◆ **What the task requires**
Each line containing the word "interledger" must be copied from the material below.

◆ **Data extract**
>>>

PR #3236, opened 2025-01-22
chore: make signature verification & generation use ms for timestamp

### LINKED ISSUE #3228: Make signature use milliseconds for timestamp
### Context

When verifying the signature in the Admin API requests, we also do a check for replay attacks by storing the signature in redis, and checking if a subsequent requests has the same signature.
Given we use unix timestamp (in seconds) as part of the signature, this means that if we have the same request (with the same payload), happen within a second, we will fail the signature verification.

Normally this is ok, but in some cases this may lead to weird behaviour, particularly in the admin API if we navigate to the same page within a second:
https://github.com/interledger/rafiki/pull/3213#issuecomment-2602337500

To fix this, for signature generation, we can make the timestamp be milliseconds (instead of seconds) in the signature verification and generation. 

### Todo
- [ ] Make signature verification and generation use a timestamp with milliseconds instead of seconds. Make the change in all of the spots: backend, auth, frontend, and mock ASE

mkurapov:

- For signature generation and verification, use timestamp to the nearest millisecond instead of seconds to prevent issues for sending the same request (like we would often do in the admin UI, see links in issue)
- Start signing apollo client requests in integration tests

## Context

Fixes #3228 

## Checklist

- [x] Tests added/updated


packages/backend/src/shared/utils.test.ts
```diff
@@ -251,6 +248,13 @@ describe('utils', (): void => {
       )
       ctx.request.body = requestBody
 
+      await expect(
+        verifyApiSignature(ctx, {
+          ...Config,
+          adminApiSecret: 'test-secret'
+        })
+      ).resolves.toBe(true)
```
mkurapov, line 256: make the test agnostic to the actual implementation of cache (just call the signature verification twice directly)

BlairCurrey (commented):
timestamp in integration test's apollo client needs to be updated too?

packages/backend/src/tests/quote.ts
```diff
@@ -165,11 +165,7 @@ export async function createQuote(
     maxPacketAmount: BigInt('9223372036854775807')
   })
 
-  const withGraphFetchedArray = [
-    'asset',
-    'walletAddress',
-    'walletAddress.asset'
-  ]
```
mkurapov, line 172: was causing a console.warn

Screenshot 2025-01-23 at 13 03 49

mkurapov:
@BlairCurrey 

It wasn't signing previously, so I added it

.trivyignore
```diff
@@ -1 +1 @@
-CVE-2024-21538 exp:2024-12-31
\ No newline at end of file
+CVE-2024-21538 exp:2025-03-01
```
mkurapov, line 1: to make trivy scanner pass again, this will be resolved by the earlier of the underlying issue to be merged in node, or upgrading to node 22

.trivyignore
```diff
@@ -1 +1 @@
-CVE-2024-21538 exp:2024-12-31
\ No newline at end of file
+CVE-2024-21538
```
mkurapov, line 1: to make trivy scanner pass again, this will be resolved when the underlying issue gets fixed in node 20 (or we end up updating to node 22)

BlairCurrey (approved):

PR #3248, opened 2025-01-28
feat(backend): check grant receiver to match quote receiver

### LINKED ISSUE #3112: Enforce `receiver` field in outgoing payment grant creation
## Context
Currently, the Open Payments AS spec allows to specify a `receiver` field as part of the outgoing payment limits for grant creation, which specifies for which incoming payment outgoing payments can be created under. 
Even though this field is spec'ed out in Open Payments, we do not enforce it in Rafiki (`receiver` field is ignored).

## Todos
- [ ] If an outgoing payment is trying to be created under a grant that has a different `receiver` (incoming payment) than the one the outgoing payment is paying into, we should fail with a 403 (forbidden) error

cozminu:
Enforce receiver field in outgoing payment grant creation

## Context
On before creation of an outgoing payment, check if grant.limit.receiver exists and if it has the same value as the quote.receiver
Provide further details about how the feature should be tested/reviewed if necessary.
- fixes #3112 

## Checklist
- [ ] Tests added/updated


packages/backend/src/open_payments/payment/outgoing/service.ts
```diff
@@ -265,10 +268,24 @@ async function createOutgoingPayment(
 
     if (isQuoteError(quoteOrError)) {
       return quoteErrorToOutgoingPaymentError[quoteOrError]
+    } else {
+      quote = quoteOrError
     }
     quoteId = quoteOrError.id
```
golobitch, line 274:
```suggestion
    if (isQuoteError(quoteOrError)) {
      return quoteErrorToOutgoingPaymentError[quoteOrError]
    }
    
    quote = quoteOrError
    quoteId = quote.id
```

golobitch: just for the readability

localenv/README.md
```diff
@@ -289,6 +289,6 @@ Keep-Alive: timeout=5
 
 #### TigerBeetle container exits with code 137
 
-This is a known [issue](https://docs.tigerbeetle.com/getting-started/with-docker-compose/#exited-with-code-137) when running TigerBeetle in Docker: the container exits without logs and simply shows error code 137. To fix this, increase the Docker memory limit.
+This is a known [issue](https://docs.tigerbeetle.com/operating/docker#exited-with-code-137) when running TigerBeetle in Docker: the container exits without logs and simply shows error code 137. To fix this, increase the Docker memory limit.
```
mkurapov, line 292: Thanks for updating this!

packages/backend/src/open_payments/payment/outgoing/service.ts
```diff
@@ -265,10 +268,24 @@ async function createOutgoingPayment(
...
   } else {
     quoteId = options.quoteId
+    if (doExtraChecks) {
+      quote = await deps.quoteService.get({ id: quoteId })
```
mkurapov, line 278: Given that we already fetch the quote from the database for both scenarios on L342 (`.withGraphFetched('quote')`), we can do the check after we've created the payment (within the DB transaction).

packages/backend/src/open_payments/payment/outgoing/service.ts
```diff
@@ -265,10 +268,24 @@ async function createOutgoingPayment(
...
+    }
+  }
+
+  if (doExtraChecks) {
+    if (!quote) {
+      return OutgoingPaymentError.UnknownQuote
+    }
+    if (quote.receiver !== options.grant?.limits?.receiver) {
+      return OutgoingPaymentError.InvalidReceiver
```
mkurapov, line 287: In the context of Open Payments, I think we should return a 403 error here (`InsufficientGrant`), since the request itself (and the receiver) is valid, but the client making this outgoing payment request does not have the correct access.

(I'll update the issue to reflect this)

packages/backend/src/open_payments/payment/outgoing/service.ts
cozminu: good point

localenv/README.md
cozminu: no problem

packages/backend/src/open_payments/payment/outgoing/service.ts
cozminu: got it

packages/backend/src/open_payments/payment/outgoing/service.ts
cozminu: Looks like we already check this. I wrote 2 tests instead.

cozminu: Screenshot 2025-01-31 at 17 25 19
receiver is already checked here

mkurapov (approved):

PR #3249, opened 2025-01-28
docs: Updated TRUST_PROXY as a conditionally required variable

hajjimo:
- [ ] Moved TRUST_PROXY variable from optional to conditionally required with an additional note that if Rafiki runs behind a firewall, then the default value must be updated to `true`
- [ ] Added note in docker-compose guide to ensure the TRUST_PROXY variable is set to true


packages/documentation/src/partials/backend-variables.mdx
```diff
@@ -27,6 +27,7 @@ import { LinkOut } from '@interledger/docs-design-system'
 | Variable        | Helm value name         | Default     | Description                                                                                                                                                               |
 | --------------- | ----------------------- | ----------- | ------------------------------------------------------------------------------------------------------------------------------------------------------------------------- |
 | `INSTANCE_NAME` | `backend.instance.name` | _undefined_ | Your Rafiki instance's name used to communicate for auto-peering and/or [telemetry](/overview/concepts/telemetry). Required when auto-peering and/or telemetry is enabled |
+| `TRUST_PROXY`   | `backend.trustProxy`    | `false`     | Must be set to `true` when running Rafiki behind a proxy. When `true`, the `X-Forwarded-Proto` header is used to determine if connections are secure.                     |
```
mkurapov, line 30: Also need it for the auth variables

mkurapov: Should we add the `wider-column` for this table as well?

mkurapov (approved):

<<<

◆ **Solved problem**
https://github.com/interledger/rafiki/pull/3213#issuecomment-2602337500
@@ -27,6 +27,7 @@ import { LinkOut } from '@interledger/docs-design-system'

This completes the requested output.